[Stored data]
-----
PR #4200, opened 2025-02-04
feat: extend event logs

shpran:
# [ADF-1851](https://oat-sa.atlassian.net/browse/ADF-1851)

## Changes
* Added new event to cover translation actions:
  * Create
  * Update
  * Delete
* New event is triggered in related services to create/update/delete a translation
* New event will share the following information:
  * Action (create/update/delete)
  * Original resource URI
  * Translation resource URI
  * Locale code
  * Additional data, e.g. changed properties (old -> new)

[ADF-1851]: https://oat-sa.atlassian.net/browse/ADF-1851?atlOrigin=eyJpIjoiNWRkNTljNzYxNjVmNDY3MDlhMDU5Y2ZhYzA5YTRkZjUiLCJwIjoiZ2l0aHViLWNvbS1KU1cifQ

### DIFF
--- a/models/classes/Translation/Service/TranslationUpdateService.php
+++ b/models/classes/Translation/Service/TranslationUpdateService.php
@@ -24,8 +24,10 @@ namespace oat\tao\model\Translation\Service;
 
 use core_kernel_classes_Resource;
 use oat\generis\model\data\Ontology;
+use oat\oatbox\event\EventManager;
 use oat\tao\model\TaoOntology;
 use oat\tao\model\Translation\Command\UpdateTranslationCommand;
+use oat\tao\model\Translation\Event\TranslationActionEvent;
 use oat\tao\model\Translation\Exception\ResourceTranslationException;
 use Psr\Log\LoggerInterface;
 use Throwable;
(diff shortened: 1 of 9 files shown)


Nevermind23 (approved):

models/classes/Translation/Service/TranslationUpdateService.php
```diff
@@ -73,13 +78,30 @@ public function update(UpdateTranslationCommand $command): core_kernel_classes_R
...
+                TranslationActionEvent::ACTION_UPDATED,
+                $this->getOriginalResourceUri($instance),
+                $instance->getUri(),
+                $this->getLocaleCode($instance),
+                [
+                    $translationProgressProperty->getUri() => [
+                        'old' => $oldProgressUri,
+                        'new' => $command->getProgressUri(),
+                    ],
+                ]
```
gabrielfs7, line 102: On the current audit logs, there is no concept of `old` and `new`. This is something new we are adding now. I am concerned about consistent. Wdyt?

shpran: Why we cannot do it?
It's just for better visibillity on what was changed and it looks like this
image

PR #4208, opened 2025-02-17
feature: INF-283 integration

viktar-dzmitryieu-tao:
Ticket: https://oat-sa.atlassian.net/browse/INF-283

## What's Changed

- Updated the @oat-sa/tao-core-shared-libs with the new bundle of CKEditor which handles empty ruby tags when user loses focus on editor


tikhanovichA (approved):

Karol-Stelmaczonek:
Not needed

PR #4219, opened 2025-03-07
fix: reduce id collision

gabrielfs7:
# Goal 

Reduce ID collision

Going with 9 letters it has a 5.5 trilling uniqueness and a ~0.0092%  probability of collision for 1M records.

### DIFF
--- a/models/classes/IdentifierGenerator/Generator/NumericIdentifierGenerator.php
+++ b/models/classes/IdentifierGenerator/Generator/NumericIdentifierGenerator.php
@@ -26,11 +26,16 @@ class NumericIdentifierGenerator implements IdentifierGeneratorInterface
 {
     /**
      * This will return 9 digits numeric identifier base on time and random number
-     * i.e: 123456789
+     * i.e: ABCDEFGHI
      */
     public function generate(array $options = []): string
     {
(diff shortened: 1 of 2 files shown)


models/classes/IdentifierGenerator/Generator/NumericIdentifierGenerator.php
```diff
@@ -26,11 +26,16 @@ class NumericIdentifierGenerator implements IdentifierGeneratorInterface
 {
     /**
      * This will return 9 digits numeric identifier base on time and random number
-     * i.e: 123456789
+     * i.e: ABCDEFGHI
      */
     public function generate(array $options = []): string
```
shpran, line 31: This generator name is `NumericIdentifierGenerator`, so I think it's better to create new one and make possible to switch between them by some FF or configuration change.
Or rename this from `NumericIdentifierGenerator` to `UniqueIdentifierGenerator`.

gabrielfs7: Makes sense to create a new one indeed and update the installation / migrations scripts to use the new one

gabrielfs7:
Closed in favour of https://github.com/oat-sa/tao-core/pull/4277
-----
◆ ASSIGNED TASK ◆
Check each line of the records for "files" and copy the ones that contain it.

◆ OUTPUT FOR THIS EXERCISE ◆
(diff shortened: 1 of 9 files shown)
(diff shortened: 1 of 2 files shown)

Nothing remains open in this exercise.